“都是新鲜菜,”发小微我到他家里吃饭,“春天了,来山里走走,舒服的。”
周末的早晨,自然醒。眼见窗外石榴出芽,田野山间春意可期。我骑个电瓶车晃悠着去,春风十五里,天空清朗,甚是惬意。
彭家在村边的山坳里,过一座小桥,小径悠然,独门独户,阔天阔地的。有两幢半旧农房,主屋居家住人,附房堆积杂物,中间是水池,还有堆得满满老高的柴火。
后山是一整片的松林与毛竹林。

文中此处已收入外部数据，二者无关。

PR #700, opened 2022-01-06
Store file:values as list of dicts in Item properties

### LINKED ISSUE #605: pystac.extensions.file.MappingObject doesn't work
`pystac.extensions.file.MappingObject` is broken and/or the docs should not specify to use it. An example:

```python
from pystac.extensions.file import FileExtension, MappingObject

FILE_SIZE = 100
VALUES = {
    1: "Temperate or sub-polar needleleaf forest",
    2: "Sub-polar taiga needleleaf forest",
    3: "Tropical or sub-tropical broadleaf evergreen forest",
...
}

values: List[MappingObject] = [
    MappingObject.create(values=[i], summary=s) for i, s in VALUES.items()
]

file_ext = FileExtension.ext(data_asset, add_if_missing=True)
file_ext.apply(size=FILE_SIZE, values=values)
```
results in
```
TypeError: Object of type MappingObject is not JSON serializable
```
when saving the STAC. The following change is a viable workaround:
```python
values: List[Any] = [
    dict(values=[i], summary=s) for i, s in VALUES.items()
]
```

duckontheweb:
**Related Issue(s):**

- Closes #605 

**Description:**

Converts `List[MappingObject]` to `List[Dict[str, Any]]` in the `FileExtension.values` setter. Also adds `from_dict` and `to_dict` methods to the `MappingObject` class.

**PR Checklist:**

### DIFF
--- a/CHANGELOG.md
+++ b/CHANGELOG.md
@@ -12,6 +12,7 @@
 
 - Quickstart tutorial is now up-to-date with all package changes ([#674](https://github.com/stac-utils/pystac/pull/674))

眼下正是出笋的时令,一夜小雨,笋子突突地,从地里钻出来。矮墩的,长头的,一个个披蓑野散开来。一阵春风拂过,突觉林间哗哗有声,山野的气息就扑面而来了。
门前,彭家女儿正在剥毛笋。“我爸挖的,天天有的挖。”秀气好看的她,一回家,就帮着择菜。面盆里,已有不少笋肉。毛笋带鬃毛似的壳,用菜刀一捋,顺着口子剥,大块大块的下来,顺当,有趣,蛮有成就感的。削去根的老硬部分(少削点,老人说,有嚼劲呢),用雪菜腌菜,加上小块火腿或咸肉,小火慢慢炖着,随着氤氲的水汽升腾,屋里开始弥漫着一股鲜香,就觉着胃口要大开了。旁边还一大钢锅的盛着,等着添加呢。
彭家媳妇在一旁剪螺蛳屁股,小儿在旁边撩螺玩耍。“忠林早上自己摸来的,富家河埠头。”清明螺,赛只鹅,这个时候的螺蛳,不是产子期,难得的肥壮与饱满。辣椒、料酒,大火大油煸炒,一盘香艳尤物就诞生了。炒时火候扣好,不需要挖壳,用些巧劲,轻啜一口,就滚到嘴巴里去了。就着半两麦烧,再啜几颗,鲜嫩肥美得不要不要的。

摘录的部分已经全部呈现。